Three models that fit in the llama-bench allocation path: Qwen3.5-9B, Qwen3.5-4B, and Gemma 4 E4B, all Q8_K_XL quantizations.

#Results

ContainerModelPP (t/s)TG (t/s)
rocm-6.4.4Qwen3.5-9B992.7516.58
rocm-7.2.3Qwen3.5-9B903.2315.87
rocm7-nightliesQwen3.5-9B928.0917.95
rocm-6.4.4Qwen3.5-4B1729.5029.49
rocm-7.2.3Qwen3.5-4B1837.2031.39
rocm7-nightliesQwen3.5-4B1579.3530.48
rocm-6.4.4Gemma 4 E4B1512.6130.28
rocm-7.2.3Gemma 4 E4B1536.9428.59
rocm7-nightliesGemma 4 E4B1801.3630.81

#Deltas vs Baseline

ContainerModelPPTG
rocm-7.2.3Qwen3.5-9B-9.0%-4.3%
rocm7-nightliesQwen3.5-9B-6.5%+8.3%
rocm-7.2.3Qwen3.5-4B+6.2%+6.4%
rocm7-nightliesQwen3.5-4B-8.7%+3.4%
rocm-7.2.3Gemma 4 E4B+1.6%-5.6%
rocm7-nightliesGemma 4 E4B+19.1%+1.8%

No clear winner. Each backend wins on some model/metric combinations and loses on others. The nightlies container posted the single best result in the set, +19% prompt processing on Gemma 4 E4B, but also the single worst regression at -8.7% on Qwen3.5-4B prompt processing.

#The Large Model Problem

My production workloads are mostly 27B to 35B class models: Qwen3.6-35B-A3B, Qwen3.6-27B, Gemma 4 31B. I tried loading Gemma 4 31B Q8 through llama-bench in all three containers, and all three failed with cudaMalloc failed: out of memory. The reported GPU-visible memory was only about 14 GiB despite the machine having 128 GB of unified RAM.

This is a llama-bench allocation path issue, not a runtime issue. These same models load and run fine through llama-server in the toolbox (that’s my production setup). But it means the numbers above are directional for smaller models only.
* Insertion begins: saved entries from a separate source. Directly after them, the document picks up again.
PR #1652, opened 2023-03-28
Fix Grafana teams sync

vadimkerr:
# What this PR does
Sometimes plugin sync fails with the following exception:
```
Cannot delete or update a parent row: a foreign key constraint fails (`schedules_oncallschedule`, CONSTRAINT `alerts_oncallschedul_team_id_4e633f4b_fk_user_mana` FOREIGN KEY (`team_id`) REFERENCES `user_management_team` (`id`))'
```

How to reproduce:
1. Create a new Grafana team
2. Create two schedules with different types (e.g. ICal and Web) and assign both schedules to the new team
3. Delete the team in Grafana
4. Trigger plugin sync, the sync will fail with the exception above

This happens because the `OnCallSchedule` Django model is a polymorphic model and there's a [known bug](https://github.com/django-polymorphic/django-polymorphic/issues/229) in `django-polymorphic` with deleting related objects when using `SET_NULL` and `CASCADE`. This PR adds non-polymorphic versions of `SET_NULL` and `CASCADE` to use in schedule FKs as per this [comment](https://github.com/django-polymorphic/django-polymorphic/issues/229#issuecomment-398434412).

This also applies to two other schedule FKs: `organization` and `user_group`, which are not working properly as well.

## Checklist


engine/apps/schedules/models/on_call_schedule.py
```diff
@@ -96,12 +97,12 @@ class OnCallSchedule(PolymorphicModel):
...
 
     organization = models.ForeignKey(
-        "user_management.Organization", on_delete=models.CASCADE, related_name="oncall_schedules"
+        "user_management.Organization", on_delete=NON_POLYMORPHIC_CASCADE, related_name="oncall_schedules"
     )
 
     team = models.ForeignKey(
         "user_management.Team",
-        on_delete=models.SET_NULL,
+        on_delete=NON_POLYMORPHIC_SET_NULL,
```
vadimkerr, line 105: main change of the PR

engine/common/database.py
```diff
@@ -15,3 +16,23 @@ def get_random_readonly_database_key_if_present_otherwise_default() -> str:
     if hasattr(settings, "READONLY_DATABASES") and len(settings.READONLY_DATABASES) > 0:
         using_db = random.choice(list(settings.READONLY_DATABASES.keys()))
     return using_db
+
+
+def NON_POLYMORPHIC_SET_NULL(collector, field, sub_objs, using):
```
vadimkerr, line 21: main change of the PR

PR #1707, opened 2023-04-06
Use grafana theme colors in tags

iskhakov:
# What this PR does

Some colours are not unified with grafana theme. This PR is fixing colours in tags.

## Checklist


teodosii (approved):

grafana-plugin/src/style/vars.css
```diff
@@ -56,6 +46,16 @@
   --shadows-z1: 0 1px 2px rgba(24, 26, 27, 0.2);
   --shadows-z2: 0 4px 8px rgba(24, 26, 27, 0.2);
   --shadows-z3: 0 13px 20px 1px rgba(24, 26, 27, 0.18);
+  --tag-danger: #e0226e;
+  --tag-warning: #fad34a;
+  --tag-primary: #1b855e;
+  --tag-secondary: rgba(36, 41, 36, 0.16);
+  --tag-border-danger: #cf0e5b;
```
torkelo, line 53: How are these generated? What if the theme changes?


You can use Emotion la GlobalStyles to generate these at runtime based on the current theme. Grafana themes are dynamic and can change (ie more than the built in ones) in the future , the theme system in Grafana supports multiple themes so having colors hard coded in sass files could be problematic

iskhakov: oncall might not support that yet, @grafana/grafana-oncall-frontend can you please answer here? How do you think if we add it to the upcoming quarter as frontend refactoring?

iskhakov: > How are these generated? What if the theme changes?
I took the colors from [storybook](https://developers.grafana.com/ui/latest/index.html?path=/story/docs-overview-theme--theme-demo)

as I see oncall uses hard-coded colors everywhere, https://github.com/orgs/grafana/teams/grafana-oncall-frontend can you please answer here? How do you think if we add it to the upcoming quarter as frontend refactoring?

teodosii: I'd say let's merge it as it is because right now we're only hardcoding them. TODO for later time to add this

PR #1713, opened 2023-04-09
Phone notificator

Konstantinov-Innokentii:
# What this PR does

## Checklist


engine/apps/alerts/incident_appearance/templaters/phone_call_templater.py
```diff
@@ -14,14 +14,11 @@ def _postformat(self, templated_alert):
...
 
     def _slack_format_for_phone_call(self, data):
         sf = self.slack_formatter
         sf.user_mention_format = "{}"
         sf.channel_mention_format = "#{}"
         sf.hyperlink_mention_format = "{title}"
         return sf.format(data)
-
-    def _escape(self, data):
-        return escape_for_twilio_phone_call(data)
```
iskhakov, line 27: Is that expected that we don't escape `< > &` anymore

https://github.com/grafana/oncall/pull/1713/files#diff-007b962c05ebca7bac34170b3d6fa519225c2bc6d652371dfc27ae018f942b73L193-L195

engine/apps/phone_notifications/models/phone_call.py
```diff
@@ -0,0 +1,55 @@
+from django.db import models
+
+
+# Duplicate to avoid circular import
+class TwilioCallStatuses:
```
iskhakov, line 5: This will be removed after migration, right?

engine/apps/alerts/incident_appearance/templaters/phone_call_templater.py
Konstantinov-Innokentii: Yes, this escape was TwilioRelated, so it's moved to TwilioPhoneProvider https://github.com/grafana/oncall/pull/1713/files#diff-764f1941b04b97b1517990791c24bc6446e623f0326b95c44060dd4ec42afd75R26

engine/apps/twilioapp/gather.py
```diff
@@ -0,0 +1,79 @@
...
+            if digit == "1":
+                alert_group.acknowledge_by_user(user, action_source=ActionSource.PHONE)
+            elif digit == "2":
+                alert_group.resolve_by_user(user, action_source=ActionSource.PHONE)
+            elif digit == "3":
+                alert_group.silence_by_user(user, silence_delay=1800, action_source=ActionSource.PHONE)
+
+
+def get_gather_url():
+    return create_engine_url(reverse("twilioapp:gather"), "https://pretty-mosh-97.loca.lt")
```
iskhakov, line 75: hardcoded url

engine/apps/twilioapp/migrations/0003_auto_20230408_0711.py
```diff
@@ -0,0 +1,27 @@
...
+        migrations.DeleteModel('PhoneCall'),
+        migrations.DeleteModel('SMSMessage')
+    ]
+
+    operations = [
+        migrations.SeparateDatabaseAndState(
+            database_operations=database_operations,
+            state_operations=state_operations
+        )
+    ]
```
iskhakov, line 27: Consider using https://docs.djangoproject.com/en/3.2/ref/models/options/#db-table instead of renaming tables to avoid data migrations

iskhakov (approved):
looks good

engine/apps/twilioapp/gather.py
Konstantinov-Innokentii: Thanks

engine/apps/phone_notifications/models/phone_call.py
Konstantinov-Innokentii: Yes, I'm keeping it to be able to receive Gather (digits from phone call) for calls which were made shortly before migration.

engine/apps/phone_notifications/models/sms.py
```diff
@@ -0,0 +1,62 @@
...
+        (FAILED, "failed"),
+        (DELIVERED, "delivered"),
+        (UNDELIVERED, "undelivered"),
+        (RECEIVING, "receiving"),
+        (RECEIVED, "received"),
+        (READ, "read"),
+    )
+
+
+class OnCallSMS(models.Model):
```
vadimkerr, line 36: nit: Maybe just `SMS`?

vadimkerr (approved):
Great refactoring, looks like it will make adding new providers so much easier 👍

engine/engine/management/commands/verify_phone.py
joeyorlando, line 1: could this still be useful?

engine/apps/twilioapp/gather.py
```diff
@@ -0,0 +1,79 @@
...
+
+
+def get_gather_message():
+    return "Press 1 to acknowledge, 2 to resolve, 3 to silence to 30 minutes"
```
joeyorlando, line 79: _nit_ move "1", "2", "3" into variables and reference those in the 3 places in this file. ex:
```python
ACK_DIGIT = "1"
RESOLVE_DIGIT = "2"
SILENCE_DIGIT = "3"

def get_gather_message():
    return f"Press {ACK_DIGIT} to acknowledge, {RESOLVE_DIGIT} to resolve, {SILENCE_DIGIT} to silence to 30 minutes"
```
same thing for the `process_digit` and `process_gather_data` functions

engine/apps/twilioapp/status_callback.py
```diff
@@ -0,0 +1,142 @@
...
+    }
+    return TWILIO_ERRORS_TO_ERROR_CODES_MAP.get(status, None)
+
+
+def get_call_status_callback_url():
+    return create_engine_url(reverse("twilioapp:call_status_events"), "https://pretty-mosh-97.loca.lt")
+
+
+def get_sms_status_callback_url():
+    return create_engine_url(reverse("twilioapp:sms_status_events"), "https://pretty-mosh-97.loca.lt")
```
joeyorlando, line 142: hardcoded URL

joeyorlando (approved):
this is great! LGTM.

few minor questions/comments:
- do we need the new `get_verification_call` endpoint?
- I see you have "refactor tests" listed as a todo, +1 on this

engine/apps/api/views/user.py
```diff
@@ -294,22 +300,44 @@ def timezone_options(self, request):
...
+        logger.info('get_verification_code_via_call: pass reCAPTCHA validation"')
+
+        user = self.get_object()
+        phone_backend = PhoneBackend()
+        try:
+            phone_backend.make_verification_call(user)
+        except NumberAlreadyVerified:
+            return Response("Phone number already verified", status=status.HTTP_400_BAD_REQUEST)
+        except FailedToStartVerification:
+            return Response("Something went wrong while calling", status=status.HTTP_500_INTERNAL_SERVER_ERROR)
```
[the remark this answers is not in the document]
Konstantinov-Innokentii: Yep, it is introduced keeping in mind that some providers can't sent sms, like asterisk. Twilio is also capable of verifying via call, but I didn't supported it to not overcomplicate refactoring.

engine/apps/twilioapp/twilio_client.py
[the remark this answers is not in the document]
Konstantinov-Innokentii: Yep, I'm still using it as a reference while working on PR, will delete it before merge, thanks!

engine/apps/phone_notifications/phone_backend.py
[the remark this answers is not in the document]
Konstantinov-Innokentii: Yep

engine/apps/phone_notifications/models/phone_call.py
```diff
@@ -0,0 +1,55 @@
...
+        (IN_PROGRESS, "in-progress"),
+        (COMPLETED, "completed"),
+        (BUSY, "busy"),
+        (FAILED, "failed"),
+        (NO_ANSWER, "no-answer"),
+        (CANCELED, "canceled"),
+    )
+
+
+class OnCallPhoneCall(models.Model):
```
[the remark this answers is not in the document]
Konstantinov-Innokentii: I tried just PhoneCall name, but it doesn't works
For example we have this method in ProveProvider interface. If I rename OnCallPhoneCall to PhoneCall, then I should rename oncall_phone_call parameter name to phone_call which makes no sense in function singanure. On the other side I don't like PhoneCall model name, but oncall_phone_call parameter, since it is confusing.
```
def make_notification_call(self, number, message, oncall_phone_call):
        ....
```
Same issue we have with TwilioPhoneCall model. Is has field oncall_phone_call. Renaming it to just phone call leads to lines like ```twilio_phone_call.phone_call```. 
I'm not 100% happy with OnCallPhoneCall name, but having just PhoneCall introduces more confusion.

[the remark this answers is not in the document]
Konstantinov-Innokentii: @vadimkerr what do you think about PhoneCallRecord instead of OnCallPhoneCall. Also it sounds well: twilio_phone_call.phone_call_record ( at least better that twilio_phone_call.oncall_phone_call)

engine/engine/management/commands/verify_phone.py
Konstantinov-Innokentii: Actually it is useful only for slack now. We process events triggered from slack synchronously, instead of running celery tasks. It is needed to make re-rendering of slack message faster, when button is pressed. We don't use this system for other chatops integrations, but ideally we should. Just keeping it consistent, waiting when we will refactor messaging backends.

Ukochka (approved):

I still need to run a proper serving-path benchmark with the actual 27-35B models to make a real migration decision.

#What I’m Taking Away

The ROCm 7.13 release notes call out “new optimizations for Ryzen AI Max 300,” but the highlighted improvement is RCCL multi-node clustering for distributed inference over Ethernet. That’s relevant for multi-machine tensor parallelism setups, not single-node llama.cpp inference. The other library changes (hipBLASLt batched GEMM, Composable Kernel quantization kernels) are more likely to show up in PyTorch/vLLM workloads than in llama.cpp’s hand-rolled HIP kernels.
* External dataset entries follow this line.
PR #1726, opened 2023-04-11
Fix GForm Select dropdowns

mderynck:
Return behavior so GForm select drop-down accesses value field instead of using the KeyValuePair.


matiasb (approved):
LGTM

teodosii (approved):

PR #1728, opened 2023-04-12
New webhook improvements

mderynck:
- Enable/Disable Toggle
- Add Integrations Filter
- Enable log for non-triggered webhook for troubleshooting
- Improve UI to better show enabled, trigger status, request status
- Standardize terms New, Firing, Triggered to Firing
- Mask password field
- Fix bug where UI did not update when webhook is deleted


engine/apps/webhooks/tasks/trigger_webhook.py
```diff
@@ -123,6 +94,10 @@ def execute_webhook(webhook_pk, alert_group_id, user_id, escalation_policy_id):
 
     exception = error = None
     try:
+        if not webhook.check_integration_filter(alert_group):
+            status["request_trigger"] = f"Alert group was not from a selected integration"
+            return status, None, None
```
matiasb, line 99: Something I'm worried about here is that we will be creating a WebhookResponse entry when no request was triggered (same below for trigger template evaluation), and then if we want to use responses data, we won't have anything there, even not being called was the expected behavior. Wondering if we have any other way to let the user know, or maybe suggest that a non-triggered webhook could be related to this cases (integration not selected or trigger template evaluating to False).

matiasb (commented):
Looking good, just one question.

PR #1749, opened 2023-04-14
fix small bug in IRMBanner rendering logic

joeyorlando:


grafana-plugin/src/containers/IRMBanner/IRMBanner.tsx
```diff
@@ -15,9 +15,7 @@ const IRMBanner: React.FC = observer(() => {
   } = store;
 
   useEffect(() => {
-    if (store.isOpenSource()) {
-      alertGroupStore.fetchIRMPlan();
-    }
+    alertGroupStore.fetchIRMPlan();
```
joeyorlando, line 18: @teodosii I believe this should be `if (!store.isOpenSource()) {`, correct? I've moved that logic to the `alertGroupStore.fetchIRMPlan` method.

PR #1753, opened 2023-04-14
Webhooks 2 - Add copy ID to clipboard buttons

mderynck:
Add copy to clipboard buttons for integration, route, webhook IDs if webhooks 2 is enabled.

This matches what the benchmarks show. There’s no dramatic across-the-board improvement from moving to a newer ROCm for this specific use case. The per-model variance is larger than the per-backend variance, same pattern I’ve seen with every other tuning parameter on this machine. Speculative decoding is still the biggest single throughput lever. Backend choice is secondary.

I’m keeping llama-rocm-6.4.4 as my production toolbox for now. The plan is to run a second pass with the larger models through the normal llama-server serving path, where memory allocation works differently, and only switch if there’s a consistent win with no stability regressions. If you’re running Strix Halo, the same advice applies: benchmark your specific models with your specific flags before migrating. ROCm version changes are model-family dependent, not universally better or worse.